WHAT YOU WILL DO: Given the listing below, write out exactly the lines starting with the line that has "work towards that." and going on through the line that has "I talked to", both kept.
——————————
PR #15487, opened 2017-07-11
ArrayProxy.length YUNO DK?

stefanpenner:
context: https://github.com/emberjs/data/pull/5058#discussion_r126596023

- [ ] @krisselden  r?
- [ ] test


stefanpenner:
nm, ember-data is merely violating the API provided by MutableArray, and not invoking a `arrayContentDidChange` I believe...

PR #15491, opened 2017-07-11
remove logic that already handled by `PrimitiveReference.create`

bekzod:
https://github.com/glimmerjs/glimmer-vm/blob/master/packages/@glimmer/runtime/lib/references.ts#L7


krisselden (approved):

krisselden:
Restarting the sauce test, still not sure why Edge bails out sometimes

PR #15493, opened 2017-07-11
avoid expending properties twice in `computed_macros`

bekzod:


packages/ember-runtime/lib/computed/computed_macros.js
```diff
@@ -49,9 +50,9 @@ function generateComputedWithPredicate(name, predicate) {
       }
 
       return get(this, expandedProperties[lastIdx]);
-    });
+    }, { dependentKeys: expandedProperties });
 
-    return computedFunc.property(...expandedProperties);
```
bekzod: `.property(..)` would call `expandProperties` on each already expanded property

krisselden:
This looks good, not sure what is going on with the Sauce tests, I'm going to try to restart.  I don't have time to dig into why Sauce labs is failing right now, but will try to look into it.

PR #15496, opened 2017-07-13
reused and refactored `shallowEqual` 

bekzod:


packages/ember-routing/lib/system/router_state.js
```diff
@@ -11,11 +11,8 @@ export default EmberObject.extend({
     let state = this.routerJsState;
     if (!this.routerJs.isActiveIntent(routeName, models, null, state)) { return false; }
 
-    let emptyQueryParams = isEmpty(Object.keys(queryParams));
-
-    if (queryParamsMustMatch && !emptyQueryParams) {
-      let visibleQueryParams = {};
-      assign(visibleQueryParams, queryParams);
+    if (queryParamsMustMatch && Object.keys(queryParams).length > 0) {
```
krisselden: This still loops keys three times, once to check length, once to clone and once to shallow equal on clone, seems like this could use more cleanup

bekzod: cannot think of clean way doing it, at least doesn't check length until queryParamsMustMatch is true, PR intention was to just reuse `shallowEqual` this is just what I picked up on the way

krisselden: fair enough, you did make it better than it was

PR #15497, opened 2017-07-13
removed `applyStr`

bekzod:
since
* its not being consistently used everywhere (just used in 2 places)
* probably modern browsers already optimize enough to not use this


packages/ember-utils/lib/invoke.js
```diff
@@ -44,6 +42,7 @@ export function canInvoke(obj, methodName) {
 */
 export function tryInvoke(obj, methodName, args) {
   if (canInvoke(obj, methodName)) {
-    return args ? applyStr(obj, methodName, args) : applyStr(obj, methodName);
+    let method = obj[methodName];
+    return args ? method.apply(obj, args) : method.call(obj);
```
bekzod: maybe just use `method.apply(obj, args)` (without args check)

packages/ember-metal/lib/events.js
```diff
@@ -185,17 +184,13 @@ export function sendEvent(obj, eventName, params, actions, _meta) {
...
+
+    if (params) {
+      method.apply(target, params);
     } else {
-      if (params) {
-        method.apply(target, params);
-      } else {
-        method.call(target);
-      }
+      method.call(target);
```
bekzod: maybe just use `method.apply(target, args)` (without args check)

stefanpenner: 👍

packages/ember-utils/lib/invoke.js
stefanpenner: 👍

stefanpenner (commented):
looks good, are you able to do some small bench?

krisselden:
Last time I checked, about 1 year ago it still made a difference. We should recheck

bekzod:
is this good enough ? 
https://gist.github.com/bekzod/6f81325167e67e9545e3b06477053d5c
```
calling `obj.sumAll` only
applyStr: 3075
.call: 3017
.apply: 2987
direct call: 2873

calling `obj.sum3` only
applyStr: 42
.call: 18
.apply: 22
direct call: 11

calling altogether 
applyStr: 2844
.call: 2679
.apply: 2780
direct call: 2700
```
`run in v6.8.1`

bekzod:
@rwjblue isn't this also good for 3.0 cleanup :P

mmun:
Looks good :+1:

krisselden:
@bekzod thank you

PR #15498, opened 2017-07-13
Merge pull request #15117 from Serabe/fix/14738

svenpl:

We had this problem during the upgrade to 12.2lts, so it would be nice to have it in the next release.


Serabe:
Can you cherry-pick this commit instead? https://github.com/emberjs/ember.js/commit/2acf4186fad0285894fd0e5dfb8b68945ea32403

That way the change will include the whole description of it and I think that makes it easier to do a release then.

svenpl:
I will do that

PR #16715, opened 2018-06-04
Various angle bracket invocation fixes...

rwjblue:
* Bump glimmer-vm to 0.35.2
* Fix issue with implicit `this` on angle invocation of paths
* Move dasherization of angle invocations to compile time


rwjblue:
@chancancode mentioned in chat that we should probably move this to the compiler instead of doing it at lookup time, I agree and will work towards that.

Issue #14721, opened 2016-12-15
Aborting a transition clears the resolved model


btecu:
When you abort a transition in `afterModel` and go to an intermediate route, the model for the previous route does not exist, although it was resolved.

https://ember-twiddle.com/db66247a084b6028d31c29ef856d7301 (See the console log)

pixelhandler:
@locks is it possible that the model is not kept on the application route since setup controller was never reached?

btecu:
@pixelhandler No, that's not the case. You can test this easily but writing an empty `setupController()` (don't call `super` to set the `model` on the `controller`). You'll see that `modelFor` still returns.

btecu:
Any ideas on how to work around this?

pixelhandler:
@btecu do you still have this issue, or did you find a work around?

btecu:
@pixelhandler still have the issue. See #16716.

pixelhandler:
Noted that his has a PR for the test, #16716

btecu:
I talked to @rwjblue about this in person and to add a bit more context, in the application model I load some meta data that is only ever going to be loaded once for the lifetime of the application.

The issue appears when a user is loading say `/account` which is an authenticated route. In `beforeModel` (`routes/account.js`) I check whether the session is authenticated or not. If it's not, I abort the transition and put it in the session service to retry it later once the user authenticates, and finally I do a `intermediateTransitionTo('login')` to allow the user authenticate.

Somehow this causes the `application` route model to be **not** resolved.
The model is actually in the store because the workaround (which has it's own issues) is to do something like:
```
// https://github.com/emberjs/ember.js/issues/14721
// let application = this.modelFor('application');
let application = this.store.peekAll('application-model').get('firstObject');
```

pixelhandler:
@btecu glad you found a work around :)

PR #16716, opened 2018-06-04
Test for #14721

btecu:
Appears to be a `router.js` issue.

Perhaps the resolved model is not added to 
https://github.com/tildeio/router.js/blob/b2bbdec2f0ec16db1f95a9c03268bd2a286dea22/lib/router/transition.js#L28

Depending when / where the transition was aborted, it should still call https://github.com/tildeio/router.js/blob/17a4cd3b6ac8053f3eb20d4358e2bc37653774b6/lib/router/handler-info/resolved-handler-info.js#L10?


btecu:
@chadhietala Given recent `router` work, do you think you might be able to take a look at this?

kategengler:
Is this still relevant?

btecu:
> Is this still relevant?

Looks like, yes.

PR #16718, opened 2018-06-05
Cleanup array mixin

bekzod:


packages/ember-runtime/lib/mixins/array.js
```diff
@@ -936,17 +932,16 @@ const ArrayMixin = Mixin.create(Enumerable, {
     @method reduce
     @param {Function} callback The callback to execute
     @param {Object} initialValue Initial value for the reduce
-    @param {String} reducerProperty internal use only.
```
bekzod: `reducerProperty` seems not used anywhere and remains from SproutCore days I think

bekzod:
@mmun maybe you can review this ?

packages/ember-runtime/lib/mixins/array.js
```diff
@@ -964,17 +959,7 @@ const ArrayMixin = Mixin.create(Enumerable, {
...
-    this.forEach((x, idx) => {
-      let method = x && x[methodName];
-
-      if ('function' === typeof method) {
-        ret[idx] = args.length ? method.apply(x, args) : x[methodName]();
-      }
-    }, this);
-
-    return ret;
+    return this.map(item => tryInvoke(item, methodName, args));
```
rwjblue: This change breaks the API of `invoke`, which now no longer returns an `Ember.A` when prototype extensions are disabled.

bekzod: is wrapping it with `Ember.A` ok ? or revert will help ?

rwjblue: I'm going to revert just this part, and add some tests

rwjblue: https://github.com/emberjs/ember.js/pull/16785

PR #16724, opened 2018-06-07
using Set for storing application instances

IzzatN:
I think using Set data structure is more appropriate for storing application instances


rwjblue:
Thank you!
——————————
EXPECTED OUTPUT:
@chancancode mentioned in chat that we should probably move this to the compiler instead of doing it at lookup time, I agree and will work towards that.

Issue #14721, opened 2016-12-15
Aborting a transition clears the resolved model


btecu:
When you abort a transition in `afterModel` and go to an intermediate route, the model for the previous route does not exist, although it was resolved.

https://ember-twiddle.com/db66247a084b6028d31c29ef856d7301 (See the console log)

pixelhandler:
@locks is it possible that the model is not kept on the application route since setup controller was never reached?

btecu:
@pixelhandler No, that's not the case. You can test this easily but writing an empty `setupController()` (don't call `super` to set the `model` on the `controller`). You'll see that `modelFor` still returns.

btecu:
Any ideas on how to work around this?

pixelhandler:
@btecu do you still have this issue, or did you find a work around?

btecu:
@pixelhandler still have the issue. See #16716.

pixelhandler:
Noted that his has a PR for the test, #16716

btecu:
I talked to @rwjblue about this in person and to add a bit more context, in the application model I load some meta data that is only ever going to be loaded once for the lifetime of the application.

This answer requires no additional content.